What you are asked to do: Looking only at the lines below that contain "null", give the number of them and no other text.

[Stored data entries]
------

PR #3020, opened 2022-09-01
[release/7.0] Fixes a null ref which happens when an XML comment cref contains generic instantiation

vitek-karas:
In the cref some of the symbols (for example the type argument) are missing containing symbols, which leads to null refs.

In any case, we should not perform any analysis on symbols inside crefs, only on real code.

So this modifies the analyzer to ignore any symbol inside a cref.

Adds a test to validate this.

Backport of https://github.com/dotnet/linker/pull/3015 to 70


jeffschwMSFT (approved):
approved

Nirmal4G:
Can this be backported to v6?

------

Result of the task: 2